Albeit deficient, the Sanger sequencing was used for confirmation and segregation analysis (Figure 4). The c. T1641A variant of CDHR1 was confirmed in the mutant homozygous type patient (pedigree II: 4; Figure 4A), and identified mutant heterozygous types in proband mother as a carrier (pedigree I: 2; Figure 4B), wild types with normal phenotype of proband's elder sister and younger brother (pedigree II: 1, II: 5; Figure 4C,D,), mutant heterozygous type with normal phenotype of proband's younger sister (pedigree II: 6; Figure 4E), and mutant heterozygous types with normal phenotype of proband's two sons (pedigree III: 1, III: 2; Figure 4F&G) in the family; the husband of proband with wild type showed no mutation (pedigree II: 3; Figure 4H). Thus, the c. T1641A variant of CDHR1 was co-segregated with the disease phenotype in all the family's members we tested. This homozygous mutant was absent in 100 unrelated, normal, ethnically matched controls (data not shown). Notably, proband's father I: 1 with normal phenotype was not available because of death, and another proband's elder sister II: 2 was not available either. But this father may carry the same variant c. T1641A by pedigree analysis (pedigree I: 1; Figure 1).

All together, these findings show complete co-segregation in the pedigree for the retinal dystrophy family and pinpoint its role in MD/CRD pathogenesis.

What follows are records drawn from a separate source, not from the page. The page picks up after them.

PR #171, opened 2025-09-15
Add wakeable event; remove weird/unused rescheduling ticker

jagerman:
Adds quic::Wakeable/loop.make_wakeable() that lets you create an idempotent triggerable event so that you can fire at it many times without worrying about triggering it multiple times.

Also removes the "task_rescheduling" option from Trigger because it isn't used anywhere and was fairly useless.

Also removes Trigger's _is_running bool, because `start()` and `stop()` are underlying calls to libevent that are already idempotent and don't need an atomic bool around them.

### DIFF
--- a/include/oxen/quic/loop.hpp
+++ b/include/oxen/quic/loop.hpp
@@ -52,7 +52,7 @@ namespace oxen::quic
     /// An event loop task that can be fired multiple times, but is triggered manually when needed
     /// to schedule a callback call on the event loop.  Unlike using `call`/`call_soon`, calls to
     /// trigger/wake the event are idempotent: i.e. the event will be called only once regardless of
-    /// how many wakeups there were prior to the call.  Once called, it will not be schedule again
+    /// how many wakeups there were prior to the call.  Once called, it will not be scheduled again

3.4 Functional effects of pathogenic variant c.T1641A (p.Y547*) for CDHR1 and cdhr1 mRNA expression profiles

CDHR1 structure and position for variant p.Y547* are shown in Figure 5. Searching through the Conserved Domain Database (CDD) in NCBI revealed that CDHR1 has six cadherin repeat domains (Figure 5A), which are calcium-dependent cell adhesion proteins that preferentially interact with themselves in connecting cells, and calsyntenins, which modulate calcium-mediated postsynaptic signals. Mutation of p.Y547*, located within fifth cadherin repeat domain, leads to a loss of more than one-thirds of CDHR1 at the C-terminus, including almost one and half of cadherin repeat domains (Figure 5A), possibly changing its function. Comprehensively, this study shows that recessive CDHR1 homozygous mutations, c.T1641A (p. Y547*), which most likely causes ‎disease of retinal dystrophy.‎

Expressions for cdhr1 mRNA in 15 different tissues and 6 different development stages of retina were investigated from mice. The results showed that cdhr1 transcript is very highly expressed in retina, lens, sclera, cornea of eyes and brain; very weakly expressed in skeletal muscle; had no detectable expressions in other nine tissues tested (Figure 5B); and highly expressed in the 6 different development stages/times of retinal tissue (Figure 5C). Very high expression in the retina and ubiquitous expression in different tissues from eye indicated that CDHR1 plays important roles in retina/eye functions.